一個不容忽視的事實是,因為沒有共同的信仰約束,我們已經習慣於誆騙。當許多人因忽悠而成英雄時,我們回報了傻笑,笑得很空洞、墮落、無奈。有時想,我們的生活居然在比賽詭詐和騙術,居然在提高狡黠、油滑和庸俗的能力。當良知走向泯滅,當話語成為騙人的話術,一句平平常常的真話,就能締造一世豪傑。
鹽的傳說讓我想到:為什麼謠言會一次次左右我們?因為我們丟失了主心骨,我們六神無主。不安穩的感覺裡,恐慌盤踞在心頭,個人無法依靠社會,惶惶不可終日成為常態,不是核恐,是心恐。不應該嘲笑搶購者,而應該看到社會信任已然泯滅的事實。老百姓的頭頂,庇護在哪裡?為什麼永遠籠罩著奸商的陰謀?

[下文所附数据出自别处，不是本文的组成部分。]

PR #12333, opened 2026-06-22
feat: Expose per-host permissions from the vfolder host list

rapsealk:
## Summary

`GET /folders/_/hosts` returned only `allowed` — the list of host *names* a user may use — while discarding the per-host permission sets that `list_hosts` already computes internally as a `VFolderHostPermissionMap`. As a result, a client cannot tell apart hosts where the user may **create** a vfolder (`create-vfolder`) from hosts where they only hold read/mount permissions (`mount-in-session`, `download-file`, …). The host list therefore advertises hosts that fail later when a create is attempted against them.

This adds an `allowed_permissions` mapping (host → permission names) to the response, sourced from the permission map the service already builds — so clients can mark or hide non-writable hosts up front.

## Changes

- `ListHostsActionResult` (`services/vfolder/actions/storage_ops.py`): add `allowed_permissions: dict[str, list[str]]`.
- `VFolderService.list_hosts` (`services/vfolder/services/vfolder.py`): populate it from `allowed_hosts.to_json()` (the same filtered `VFolderHostPermissionMap` used for `allowed`).
- `ListHostsResponse` (`common/dto/manager/vfolder/response.py`): add `allowed_permissions`, defaulting to `{}` so existing clients parse unchanged.
- `VFolderHandler.list_hosts` (`api/rest/vfolder/handler.py`): pass the field through.
- Tests: service-level assertion that a create-capable host and a read-only host are distinguished; DTO round-trip + backward-compat (absent field → `{}`).

## Compatibility

Additive and backward-compatible: `allowed` is unchanged and `allowed_permissions` is optional with an empty-mapping default. Its keys mirror `allowed` exactly. The per-host permission data was already exposed via the V2 GraphQL storage-host-permissions query; this closes the gap for the REST host-list endpoint.

### DIFF
--- a/src/ai/backend/common/dto/manager/vfolder/response.py
+++ b/src/ai/backend/common/dto/manager/vfolder/response.py
@@ -303,7 +303,7 @@ class ListHostsResponse(BaseResponseModel):
             "by host name (e.g. `create-vfolder`, `mount-in-session`). Lets "
             "clients distinguish hosts the user may create folders on from "
             "read-only hosts, since `allowed` carries only host names. "
-            "Added in 26.4.4."
+            "Added in 26.4.5."
         ),
     )
 
--- a/src/ai/backend/common/dto/manager/vfolder/response.py
+++ b/src/ai/backend/common/dto/manager/vfolder/response.py
@@ -296,6 +296,16 @@ class ListHostsResponse(BaseResponseModel):
     volume_info: dict[str, VolumeInfoDTO] = Field(
         default_factory=dict, description="Volume info per host"
     )
+    allowed_permissions: dict[str, list[str]] = Field(
+        default_factory=dict,
+        description=(
+            "Permissions the requesting user holds on each allowed host, keyed "
+            "by host name (e.g. `create-vfolder`, `mount-in-session`). Lets "
+            "clients distinguish hosts the user may create folders on from "
+            "read-only hosts, since `allowed` carries only host names. "
+            "Added in 26.4.4."
+        ),
+    )
 
 
 class ListAllHostsResponse(BaseResponseModel):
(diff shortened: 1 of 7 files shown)


src/ai/backend/manager/services/vfolder/services/vfolder.py
```diff
@@ -1061,6 +1061,7 @@ async def list_hosts(self, action: ListHostsAction) -> ListHostsActionResult:
             default=default_host,
             allowed=sorted(allowed_hosts),
             volume_info=volume_info,
+            allowed_permissions=allowed_hosts.to_json(),
```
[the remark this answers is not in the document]
rapsealk: Good catch — fixed in c34ff84f2. `allowed_permissions` is now built with sorted hosts and sorted permission names instead of `to_json()`'s set ordering, so the REST response is deterministic. Added a test asserting each permission list is sorted.

src/ai/backend/common/dto/manager/vfolder/response.py
```diff
@@ -296,6 +296,16 @@ class ListHostsResponse(BaseResponseModel):
...
         default_factory=dict, description="Volume info per host"
     )
+    allowed_permissions: dict[str, list[str]] = Field(
+        default_factory=dict,
+        description=(
+            "Permissions the requesting user holds on each allowed host, keyed "
+            "by host name (e.g. `create-vfolder`, `mount-in-session`). Lets "
+            "clients distinguish hosts the user may create folders on from "
+            "read-only hosts, since `allowed` carries only host names. "
+            "Added in 26.4.4."
```
fregataa: it should be 26.4.5

rapsealk: Thanks — corrected to 26.4.5 (since 26.4.4 is already in RC). Updated in the latest push.

PR #12344, opened 2026-06-22
fix(BA-6576): return 4xx not 500 for invalid enqueue resource quantity

jopemachine:
## Summary
- The session enqueue API returned an unhandled **500** when a resource entry `quantity` was not a parseable decimal (e.g. `"4g"`): `ResourceSlotEntry.to_resource_slot` called bare `Decimal(quantity)`, raising `decimal.InvalidOperation`, which does not inherit `BackendAIError` and so fell through the action processor as an "Unexpected error".
- Route the conversion through `ResourceSlot.from_user_input` — the same tolerant parser already used by the legacy (`AgentRegistry.create_session`, `registry.py:496`) and sokovan (`scheduling_controller.py:380`) enqueue paths — so human-readable sizes such as `"4g"` for memory slots are accepted, and genuinely invalid values raise `InvalidResourceSlotQuantity` (**4xx**).
- Scope is limited to the session enqueue scheduler path: `to_resource_slot`'s only callers are `repositories/scheduler/creators.py:73,163`, so deployment / preset / resource-policy paths (which already tolerate `"4g"` by storing it as a string) are untouched — no regression.

## Test plan
- [x] `tests/unit/common/test_types.py::TestResourceSlotEntryToResourceSlot` — plain decimals, `"4g"` accepted, non-decimal & negative → 4xx, empty input
- [x] `pants lint` (ruff) on changed files
- [x] Regression: `sokovan/scheduler`, session & deployment adapter, session v2 DTO tests pass
- [ ] Live: enqueue with `mem: "4g"` → 200, `mem: "abc"` → 400 (manual check)

Resolves BA-6576

### DIFF
--- a/src/ai/backend/common/types.py
+++ b/src/ai/backend/common/types.py
@@ -1398,8 +1398,20 @@ class ResourceSlotEntry(BackendAISchema):
         Transitional helper: repository layer still writes ``ResourceSlot``
         to the DB column, so the final boundary converts back. New
         in-memory pipelines should stay on the entry-list form.
+
+        Quantities are parsed with the same tolerance as user input
+        (:meth:`ResourceSlot.from_user_input`), so human-readable sizes such
+        as ``"4g"`` for memory slots are accepted just like the legacy
+        enqueue path. A non-parseable quantity is rejected with a 4xx
+        :class:`InvalidResourceSlotQuantity` instead of letting
+        ``decimal.InvalidOperation`` propagate as an unhandled 500.
         """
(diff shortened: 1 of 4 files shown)


src/ai/backend/common/types.py
fregataa: How about changing this method name to `inputs_to_resource_slot()` because:
- it is weird to use `ResourceSlot.from_user_input()` in a general parsing method
- To clarify that this method is only used in user-input parsing

seedspirit (approved):

fregataa (approved):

說到喜劇,想起了卓別林。我們那些名噪一時的喜劇演員差了卓別林不止十個檔次,不是表演技巧不如人家,而是缺乏精神高度和分辨是非的能力,缺乏鞭笞假醜惡的勇氣,也就是缺乏信仰。他們屈從於十足的功利心和庸俗的娛樂心,而杜絕了走向藝術家的道路。要知道,藝術商人和藝術家,擁有的畢竟是兩個層面的人生。
海吃海喝是日盛一日了,要是把飯局上的浪費全部折價存儲,用來救濟窮人,至少會有一億人受惠。中國人的吃喝就像一場旨在消費軍火的戰爭,每百發炮彈才擊中一個目標。我有時望著狼藉的飯桌詫異:我們是人嗎?電視上說,雲南某地的學生從不吃早飯,中午吃水煮洋芋,晚上吃水煮白菜,一周嘗一口肉末。悲乎哉,一天之下!
工商局長為自家製造的壞粽子大鬧報社,此官員的無恥真是驚世駭俗。我們可以追究提拔他的上級的責任,也可以追究教育他的學校的責任,卻無法追究他的靈魂的責任。他是一個沒有靈魂的軀殼,一個早已在絕望中喪失信仰的人。說真的我很可憐他,因為他不知道自己多麼可惡,還以為是梁山好漢「該出手時就出手」呢。
我是一棵樹,任猴子攀爬,鳥兒築巢,自己蔥蘢自己;我是一河水,任礁岬攔阻,兩岸喧嘩,自己流淌自己;我是一片沙漠,任風捲丘山,寂殺萬物,自己浩瀚自己。我是一官員,任腐潮滾滾、敗浪滔天,自己乾淨自己。可是啊,我如果這樣,就永遠不能提拔。原諒我,百姓!我還想陞遷,所以我只能是腐潮裡的一朵浪花。
國人最缺乏的就是懺悔精神。污染了空氣河流湖泊的企業家為什麼不懺悔?坑死工人的煤老闆為什麼不懺悔?逼死人命、巧取豪奪的開發商為什麼不懺悔?諸事不作為、推三阻四的行政官員為什麼不懺悔?偶爾我們也會看到懺悔,那是在貪官入獄之後、罪犯臨刑之前。「亡羊補牢猶未為晚」,天國不拒絕任何懺悔者。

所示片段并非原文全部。